__Task to complete__: For every line that contains the string "wxAnyButton", pull that line out of the material below.

__Material to process__:
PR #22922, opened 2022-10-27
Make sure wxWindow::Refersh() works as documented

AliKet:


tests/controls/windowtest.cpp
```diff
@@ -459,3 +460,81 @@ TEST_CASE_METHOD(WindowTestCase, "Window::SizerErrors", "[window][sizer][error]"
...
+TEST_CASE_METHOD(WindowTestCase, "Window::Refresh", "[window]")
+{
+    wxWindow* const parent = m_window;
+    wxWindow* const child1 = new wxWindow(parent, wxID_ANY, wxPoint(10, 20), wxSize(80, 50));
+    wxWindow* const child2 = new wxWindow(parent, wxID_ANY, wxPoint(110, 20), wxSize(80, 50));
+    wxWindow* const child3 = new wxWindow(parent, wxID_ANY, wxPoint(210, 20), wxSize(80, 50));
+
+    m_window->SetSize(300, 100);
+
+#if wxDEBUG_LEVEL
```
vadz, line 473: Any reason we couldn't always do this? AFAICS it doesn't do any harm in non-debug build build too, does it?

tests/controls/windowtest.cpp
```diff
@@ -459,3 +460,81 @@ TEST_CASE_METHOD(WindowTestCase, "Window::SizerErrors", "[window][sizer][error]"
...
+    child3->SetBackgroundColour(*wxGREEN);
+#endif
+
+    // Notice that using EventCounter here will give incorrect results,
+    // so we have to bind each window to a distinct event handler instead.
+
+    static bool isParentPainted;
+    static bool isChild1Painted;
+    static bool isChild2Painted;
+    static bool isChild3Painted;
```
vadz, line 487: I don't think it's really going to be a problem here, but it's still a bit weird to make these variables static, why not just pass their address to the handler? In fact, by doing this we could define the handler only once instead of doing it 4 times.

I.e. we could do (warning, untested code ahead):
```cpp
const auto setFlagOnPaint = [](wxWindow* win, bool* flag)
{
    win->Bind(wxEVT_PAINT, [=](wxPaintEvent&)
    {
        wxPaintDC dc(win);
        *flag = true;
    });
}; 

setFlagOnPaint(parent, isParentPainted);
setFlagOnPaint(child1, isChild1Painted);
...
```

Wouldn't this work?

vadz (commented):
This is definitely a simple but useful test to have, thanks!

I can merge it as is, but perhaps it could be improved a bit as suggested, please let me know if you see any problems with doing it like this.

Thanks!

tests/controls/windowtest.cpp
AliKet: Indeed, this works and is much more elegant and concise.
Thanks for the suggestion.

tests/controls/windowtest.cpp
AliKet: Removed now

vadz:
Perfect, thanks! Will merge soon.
---
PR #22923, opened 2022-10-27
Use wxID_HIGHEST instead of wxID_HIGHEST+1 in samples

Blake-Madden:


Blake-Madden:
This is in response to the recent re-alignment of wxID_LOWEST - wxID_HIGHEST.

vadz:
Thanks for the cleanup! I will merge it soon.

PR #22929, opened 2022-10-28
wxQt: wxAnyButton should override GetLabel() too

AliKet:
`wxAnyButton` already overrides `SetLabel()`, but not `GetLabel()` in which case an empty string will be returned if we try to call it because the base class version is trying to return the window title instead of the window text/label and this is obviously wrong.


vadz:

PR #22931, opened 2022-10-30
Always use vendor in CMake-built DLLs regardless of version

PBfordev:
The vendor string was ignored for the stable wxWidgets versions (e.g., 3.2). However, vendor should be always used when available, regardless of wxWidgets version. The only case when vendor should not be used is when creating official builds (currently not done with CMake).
* * *
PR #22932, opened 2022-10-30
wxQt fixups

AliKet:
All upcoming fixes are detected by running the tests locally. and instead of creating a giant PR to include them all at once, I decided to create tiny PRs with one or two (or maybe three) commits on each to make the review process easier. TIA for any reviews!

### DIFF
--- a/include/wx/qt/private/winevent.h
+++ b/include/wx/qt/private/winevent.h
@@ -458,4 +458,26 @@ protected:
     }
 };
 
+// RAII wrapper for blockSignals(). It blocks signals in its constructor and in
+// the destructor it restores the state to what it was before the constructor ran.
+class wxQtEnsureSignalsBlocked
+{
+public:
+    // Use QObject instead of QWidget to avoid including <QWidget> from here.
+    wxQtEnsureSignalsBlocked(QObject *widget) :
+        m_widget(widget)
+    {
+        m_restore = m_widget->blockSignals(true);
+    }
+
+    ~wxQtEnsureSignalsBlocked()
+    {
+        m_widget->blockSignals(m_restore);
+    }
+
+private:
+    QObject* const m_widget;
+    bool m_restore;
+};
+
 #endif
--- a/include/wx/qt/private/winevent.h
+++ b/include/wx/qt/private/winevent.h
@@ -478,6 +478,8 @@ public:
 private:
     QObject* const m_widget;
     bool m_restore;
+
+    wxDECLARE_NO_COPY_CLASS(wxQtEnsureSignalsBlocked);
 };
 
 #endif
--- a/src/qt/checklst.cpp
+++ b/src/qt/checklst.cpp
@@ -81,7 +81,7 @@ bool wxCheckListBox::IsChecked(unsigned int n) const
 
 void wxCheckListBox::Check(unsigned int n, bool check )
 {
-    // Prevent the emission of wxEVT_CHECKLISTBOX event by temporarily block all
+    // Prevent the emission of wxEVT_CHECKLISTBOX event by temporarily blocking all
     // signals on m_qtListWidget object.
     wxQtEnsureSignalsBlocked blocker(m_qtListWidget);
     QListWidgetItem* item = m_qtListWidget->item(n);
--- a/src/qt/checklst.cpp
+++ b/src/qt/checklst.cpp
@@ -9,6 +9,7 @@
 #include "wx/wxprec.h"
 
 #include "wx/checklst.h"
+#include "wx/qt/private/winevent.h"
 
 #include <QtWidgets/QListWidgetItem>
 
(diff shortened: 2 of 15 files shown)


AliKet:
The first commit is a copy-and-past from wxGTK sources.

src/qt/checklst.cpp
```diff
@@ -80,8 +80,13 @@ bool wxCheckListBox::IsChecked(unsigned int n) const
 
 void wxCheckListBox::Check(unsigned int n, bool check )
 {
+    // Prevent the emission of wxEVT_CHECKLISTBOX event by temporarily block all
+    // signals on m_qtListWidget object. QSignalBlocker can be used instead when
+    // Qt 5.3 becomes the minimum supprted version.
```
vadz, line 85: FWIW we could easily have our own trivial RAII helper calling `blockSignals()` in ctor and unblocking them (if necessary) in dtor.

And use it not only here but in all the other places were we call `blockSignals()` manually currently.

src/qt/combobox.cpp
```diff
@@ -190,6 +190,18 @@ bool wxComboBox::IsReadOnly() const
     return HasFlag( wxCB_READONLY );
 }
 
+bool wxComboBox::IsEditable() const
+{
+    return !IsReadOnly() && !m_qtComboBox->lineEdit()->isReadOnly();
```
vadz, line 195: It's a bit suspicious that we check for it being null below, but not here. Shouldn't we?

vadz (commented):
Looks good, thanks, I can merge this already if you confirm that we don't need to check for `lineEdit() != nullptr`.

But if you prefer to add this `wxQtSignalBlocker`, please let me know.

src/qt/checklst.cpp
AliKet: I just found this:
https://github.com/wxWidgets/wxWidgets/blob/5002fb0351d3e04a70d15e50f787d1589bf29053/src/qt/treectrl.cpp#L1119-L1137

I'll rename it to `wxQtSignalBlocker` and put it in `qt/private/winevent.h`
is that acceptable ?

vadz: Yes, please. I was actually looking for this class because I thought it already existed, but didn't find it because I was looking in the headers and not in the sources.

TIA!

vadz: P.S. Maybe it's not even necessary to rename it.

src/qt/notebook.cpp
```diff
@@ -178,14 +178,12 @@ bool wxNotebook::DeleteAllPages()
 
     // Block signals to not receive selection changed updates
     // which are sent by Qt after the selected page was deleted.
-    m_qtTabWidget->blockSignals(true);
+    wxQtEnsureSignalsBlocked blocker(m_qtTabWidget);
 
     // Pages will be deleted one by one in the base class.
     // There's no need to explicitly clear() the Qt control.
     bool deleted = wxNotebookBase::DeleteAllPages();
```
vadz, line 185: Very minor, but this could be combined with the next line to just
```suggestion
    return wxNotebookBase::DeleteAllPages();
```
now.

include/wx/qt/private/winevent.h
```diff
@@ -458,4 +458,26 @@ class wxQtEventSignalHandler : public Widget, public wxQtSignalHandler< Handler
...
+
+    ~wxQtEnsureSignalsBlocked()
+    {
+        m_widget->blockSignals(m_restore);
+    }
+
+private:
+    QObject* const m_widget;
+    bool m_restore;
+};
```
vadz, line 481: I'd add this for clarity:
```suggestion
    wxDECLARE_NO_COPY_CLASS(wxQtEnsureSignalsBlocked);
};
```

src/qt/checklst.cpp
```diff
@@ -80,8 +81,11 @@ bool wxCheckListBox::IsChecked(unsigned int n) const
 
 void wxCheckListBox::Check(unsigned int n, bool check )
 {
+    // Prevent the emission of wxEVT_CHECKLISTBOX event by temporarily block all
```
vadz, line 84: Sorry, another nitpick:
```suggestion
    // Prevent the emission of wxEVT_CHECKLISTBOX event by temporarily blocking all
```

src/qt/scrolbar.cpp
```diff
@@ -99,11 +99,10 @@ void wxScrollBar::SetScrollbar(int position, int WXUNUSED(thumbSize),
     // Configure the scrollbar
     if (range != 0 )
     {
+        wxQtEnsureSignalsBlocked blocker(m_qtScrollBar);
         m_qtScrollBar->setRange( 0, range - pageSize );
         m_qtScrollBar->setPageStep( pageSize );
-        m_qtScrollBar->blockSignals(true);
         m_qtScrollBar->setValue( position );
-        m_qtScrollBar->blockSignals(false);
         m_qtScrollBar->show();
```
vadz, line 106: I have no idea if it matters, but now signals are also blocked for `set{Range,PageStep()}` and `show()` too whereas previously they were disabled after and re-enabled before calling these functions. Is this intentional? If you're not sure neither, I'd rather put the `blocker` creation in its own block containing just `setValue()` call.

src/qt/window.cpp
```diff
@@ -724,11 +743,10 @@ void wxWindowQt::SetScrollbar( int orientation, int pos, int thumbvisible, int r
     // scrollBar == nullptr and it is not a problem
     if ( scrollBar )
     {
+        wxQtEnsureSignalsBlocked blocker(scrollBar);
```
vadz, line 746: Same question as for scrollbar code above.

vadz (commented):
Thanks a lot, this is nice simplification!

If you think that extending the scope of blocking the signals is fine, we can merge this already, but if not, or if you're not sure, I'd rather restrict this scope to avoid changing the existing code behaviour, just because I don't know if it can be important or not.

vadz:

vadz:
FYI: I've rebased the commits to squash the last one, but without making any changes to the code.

__Final answer__:
wxQt: wxAnyButton should override GetLabel() too
`wxAnyButton` already overrides `SetLabel()`, but not `GetLabel()` in which case an empty string will be returned if we try to call it because the base class version is trying to return the window title instead of the window text/label and this is obviously wrong.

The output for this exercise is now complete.